- **Work order**
Reproduce, without any change, the span of lines from the opening of the records below to the line containing "earthmancash: Can we", inclusive.

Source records
'''

PR #93, opened 2016-10-28
[Search] Show title on mouse down + add background color

NiharikaRay:
The title is pretty self explanatory - on the new typeahead search, there was a regression where if you pressed the down arrow, you saw `[object object]` in the search box, as opposed to the title, so I fixed that + added a background color on the mouse down so you could see which suggestion you were currently at. 

Test Plan:
Write in the search box and make sure a title shows up + background color exists when you use the arrow keys to scroll

### DIFF
--- a/knowledge_repo/app/templates/base.html
+++ b/knowledge_repo/app/templates/base.html
@@ -114,7 +114,7 @@
         name: 'knowledge_posts',
         limit: 10,
         display: function (item) {
-          return item;
+          return item.title + " - " + item.author;
         },
         templates: {
           empty: Handlebars.compile(
--- a/knowledge_repo/app/static/css/custom.css
+++ b/knowledge_repo/app/static/css/custom.css
@@ -16,6 +16,10 @@
  cursor:pointer;
 }
 
+.tt-suggestion.tt-cursor {
+  background-color: #f5f5f5;
+}
+
 .tt-input, .tt-hint {
   width: 250px;
 }


knowledge_repo/app/templates/base.html
```diff
@@ -114,7 +114,7 @@
         name: 'knowledge_posts',
         limit: 10,
         display: function (item) {
-          return item;
+          return item.title;
```
earthmancash: Can we add author to this? I find it's usually the author/title combo that makes it clear to me what I'm looking at.

NiharikaRay: added - just as an aside though, most of the titles are longer than the width of the searchbox anyway, so the author won't show up.

knowledge_repo/app/templates/base.html
```diff
@@ -114,7 +114,7 @@
         name: 'knowledge_posts',
         limit: 10,
         display: function (item) {
-          return item;
+          return item.title + " - " + item.author;
```
earthmancash: can you have author before the title?

NiharikaRay: I think this is a more philosophical thing - I would assume seeing a title is more relevant than seeing a person's name, so I'd rather see as much of the title as possible than see a full name + parts of a title. 

2. A lot of posts have multiple authors, so then you'd only see the authors, which isn't super helpful. 

3. The suggestions are in the form `title - author`, so I think we should be consistent between the suggestion + what is displayed

earthmancash: Yeah I see now that you can still see the full highlight with title/author when toggling down on the options. This is fine.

'''

- **Response to the task**
PR #93, opened 2016-10-28
[Search] Show title on mouse down + add background color

NiharikaRay:
The title is pretty self explanatory - on the new typeahead search, there was a regression where if you pressed the down arrow, you saw `[object object]` in the search box, as opposed to the title, so I fixed that + added a background color on the mouse down so you could see which suggestion you were currently at. 

Test Plan:
Write in the search box and make sure a title shows up + background color exists when you use the arrow keys to scroll

### DIFF
--- a/knowledge_repo/app/templates/base.html
+++ b/knowledge_repo/app/templates/base.html
@@ -114,7 +114,7 @@
         name: 'knowledge_posts',
         limit: 10,
         display: function (item) {
-          return item;
+          return item.title + " - " + item.author;
         },
         templates: {
           empty: Handlebars.compile(
--- a/knowledge_repo/app/static/css/custom.css
+++ b/knowledge_repo/app/static/css/custom.css
@@ -16,6 +16,10 @@
  cursor:pointer;
 }
 
+.tt-suggestion.tt-cursor {
+  background-color: #f5f5f5;
+}
+
 .tt-input, .tt-hint {
   width: 250px;
 }


knowledge_repo/app/templates/base.html
```diff
@@ -114,7 +114,7 @@
         name: 'knowledge_posts',
         limit: 10,
         display: function (item) {
-          return item;
+          return item.title;
```
earthmancash: Can we add author to this? I find it's usually the author/title combo that makes it clear to me what I'm looking at.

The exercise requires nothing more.